### What is expected
Copy out each record below, exactly as given.

[Start of section]

PR #1076, opened 2020-11-24
fix(mapcontainer): add features returns correct features

arwatts16:
`addFeatures` returns the features added to the map rather than the ones passed into the function the same way `addFeature` works.


src/os/mapcontainer.js
```diff
@@ -1723,8 +1723,9 @@ os.MapContainer.prototype.addFeatures = function(features, opt_style) {
   var added = [];
   os.metrics.Metrics.getInstance().updateMetric(os.metrics.keys.Map.ADD_FEATURES, 1);
   for (var i = 0, n = features.length; i < n; i++) {
-    if (this.addFeature(features[i], opt_style)) {
-      added.push(features[i]);
+    var addedFeature = this.addFeature(features[i], opt_style);
```
bcleveland1022, line 1726: do we need to use const or let here?

bcleveland1022 (approved):

jsalankey (approved):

[End of section]

### Reply
PR #1076, opened 2020-11-24
fix(mapcontainer): add features returns correct features

arwatts16:
`addFeatures` returns the features added to the map rather than the ones passed into the function the same way `addFeature` works.


src/os/mapcontainer.js
```diff
@@ -1723,8 +1723,9 @@ os.MapContainer.prototype.addFeatures = function(features, opt_style) {
   var added = [];
   os.metrics.Metrics.getInstance().updateMetric(os.metrics.keys.Map.ADD_FEATURES, 1);
   for (var i = 0, n = features.length; i < n; i++) {
-    if (this.addFeature(features[i], opt_style)) {
-      added.push(features[i]);
+    var addedFeature = this.addFeature(features[i], opt_style);
```
bcleveland1022, line 1726: do we need to use const or let here?

bcleveland1022 (approved):

jsalankey (approved):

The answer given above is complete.